Everyone will experience pain at some time in their lives. Pain is a necessary form of protection against accidents, diseases, or conditions that would otherwise impair or kill us. Pain alerts us that something isn’t right. Pain can be either ‘acute’ or ‘chronic’ – the distinguishing characteristic between the two is their duration.
Acute pain usually occurs after a particular injury. It appears fast and is usually very extreme – one example is the pain of a broken bone. It subsides fairly quickly, particularly after treatment. Chronic pain, on the other hand, seems to accumulate over time, and frequently cannot be connected to a particular injury or illness. What chronic pain lasts in intensity, it makes up for in duration – occasionally persisting for decades. Living with constant pain can be unbearable, and many kinds of treatment attempt to provide sufferers some kind of chronic pain relief.
Among the most commonly prescribed therapy for chronic pain is medication, both prescription and over-the-counter. While often effective in alleviating pain, these are eschewed by some because of the adverse side effects, including nausea, dizziness, and fatigue.

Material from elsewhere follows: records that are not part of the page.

PR #1985, opened 2024-12-20
fix(java): only print warn message if scopedMetaShareEnabled is true …

zhfeng:
…and not in CompatibleMode

## Related issues

- https://github.com/quarkiverse/quarkus-fury/issues/51

### DIFF
--- a/java/fury-core/src/main/java/org/apache/fury/config/FuryBuilder.java
+++ b/java/fury-core/src/main/java/org/apache/fury/config/FuryBuilder.java
@@ -400,7 +400,7 @@ public final class FuryBuilder {
       if (deserializeNonexistentClass == null) {
         deserializeNonexistentClass = false;
       }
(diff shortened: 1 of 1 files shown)


java/fury-core/src/main/java/org/apache/fury/config/FuryBuilder.java
```diff
@@ -400,7 +400,7 @@ private void finish() {
       if (deserializeNonexistentClass == null) {
         deserializeNonexistentClass = false;
       }
-      if (scopedMetaShareEnabled != null) {
+      if (scopedMetaShareEnabled) {
```
chaokunyang, line 403: This will throw null pointer exception, the default value is null

zhfeng: Fixed.

chaokunyang (approved):
LGTM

Others are in search of a more natural kind of chronic pain relief.
Exercise, stretching and physical therapy reduce chronic joint pain and muscle soreness and spasms by increasing tone, strength, and flexibility. Exercise increases blood circulation, eases joint stiffness, aids in weight loss, and counteracts the stress, anxiety, and depression that often comes from living with chronic pain.
Chiropractic, acupuncture and massage provide three alternative procedures of chronic pain relief. Even though their approaches differ, all of them have helped victims manage chronic pain.

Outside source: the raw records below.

PR #1990, opened 2024-12-25
feat(c++): Support the UTF-8 to UTF-16 with SIMD

### LINKED ISSUE #1964: [C++] To support the utf8 utf16 and using simd to accelerate the optimization
### Feature Request

Earlier, I implemented utf16 to utf8 and used simd to speed up the process.

``` c++
std::string utf16ToUtf8(const std::u16string &utf16, bool is_little_endian)
```

Now, you also need to implement utf8 to utf16.
Because now in java, using utf8, 16, latin1 is becoming very common, now we need to implement it in py as well.
But for speed reasons, we might consider using a direct call to a c++ module.

For simd acceleration, it is necessary to adapt to x86 architecture, arm and risc-v.
The solution is that you can use the avx2 instruction set under x86 and so on...

Module lack utf8 utf16.

Implement utf8 to utf16, and use simd acceleration.

_No response_

### Additional context

_No response_

pandalee99:
## What does this PR do?
To support the utf8 utf16 and using simd to accelerate the optimization
``` c++
std::string utf16ToUtf8(const std::u16string &utf16, bool is_little_endian)
```

The logic of converting UTF-8 to UTF-16 isn't that complicated. but there are still lots of optimizations that I haven't come up with yet.

So, I'll first design a version that's a bit faster than the original one, and then think about how to make further optimizations.

Judging from the tests, the logic is correct:
``` text 
[----------] 9 tests from UTF8ToUTF16Test
[ RUN      ] UTF8ToUTF16Test.BasicConversion
[       OK ] UTF8ToUTF16Test.BasicConversion (0 ms)
[ RUN      ] UTF8ToUTF16Test.EmptyString
[       OK ] UTF8ToUTF16Test.EmptyString (0 ms)
[ RUN      ] UTF8ToUTF16Test.SurrogatePairs
[       OK ] UTF8ToUTF16Test.SurrogatePairs (0 ms)
[ RUN      ] UTF8ToUTF16Test.BoundaryValues
[       OK ] UTF8ToUTF16Test.BoundaryValues (0 ms)
[ RUN      ] UTF8ToUTF16Test.SpecialCharacters
[       OK ] UTF8ToUTF16Test.SpecialCharacters (0 ms)
[ RUN      ] UTF8ToUTF16Test.LittleEndian
[       OK ] UTF8ToUTF16Test.LittleEndian (0 ms)
[ RUN      ] UTF8ToUTF16Test.BigEndian
[       OK ] UTF8ToUTF16Test.BigEndian (0 ms)
[ RUN      ] UTF8ToUTF16Test.RoundTripConversion
[       OK ] UTF8ToUTF16Test.RoundTripConversion (0 ms)
```
image

And from the performance perspective, it's improved compared to serial processing:
image

The speed of execution has been significantly improved

Actually, this code doesn't use libraries like AVX2 or really apply SIMD to process. The main reason is that the structure of UTF-8 encoding is complex and not fixed. It involves multi-byte encoding, and we need to analyze it byte by byte when dealing with different bytes. So, without clear rules and a uniform length, it becomes really hard to directly parallelize the processing of each byte. During the process of converting UTF-8 to UTF-16, we have to handle characters of different lengths, ranging from 1 to 4 bytes, which makes it difficult to break it down into structures that can be directly applied to SIMD operations. 
There are also some code style changes, uniform writing

## Related issues

Close #1964 

### DIFF
--- a/cpp/fury/util/string_util.cc
+++ b/cpp/fury/util/string_util.cc
@@ -28,7 +28,6 @@
 #endif
 
 #include <chrono>
-#include <stdexcept>
 #include <string>
 
 namespace fury {
--- a/cpp/fury/util/string_util.cc
+++ b/cpp/fury/util/string_util.cc
@@ -71,7 +71,6 @@ std::u16string utf8ToUtf16SIMD(const std::string &utf8, bool is_little_endian) {
 
   while (i + 32 <= n) {
 
-    // Now process the characters in 'in' SIMD register
     for (int j = 0; j < 32; ++j) {
       uint8_t byte = utf8[i + j];
 
--- a/cpp/fury/util/string_util.cc
+++ b/cpp/fury/util/string_util.cc
@@ -33,272 +33,272 @@
 namespace fury {
 
 // Swap bytes to convert from big endian to little endian
-    inline uint16_t swapBytes(uint16_t value) {
-        return (value >> 8) | (value << 8);
-    }
+inline uint16_t swapBytes(uint16_t value) {
+  return (value >> 8) | (value << 8);
+}
 
-    inline void utf16ToUtf8(uint16_t code_unit, char *&output) {
-        if (code_unit < 0x80) {
-            *output++ = static_cast<char>(code_unit);
-        } else if (code_unit < 0x800) {
-            *output++ = static_cast<char>(0xC0 | (code_unit >> 6));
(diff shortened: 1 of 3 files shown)


chaokunyang (approved):
LGTM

In the past few years, researchers have started to turn their focus on the real source of pain – the brain. Although an injury or wound may lie elsewhere on the body, signals of pain are intercepted, processed, and very literally’felt’ by the brain. Research findings indicate that a multidisciplinary approach to treating chronic pain – one that incorporates psychological as well as physical therapy – provides the most chronic pain relief. Yoga, meditation, and even laughing practices have demonstrated effective treatments.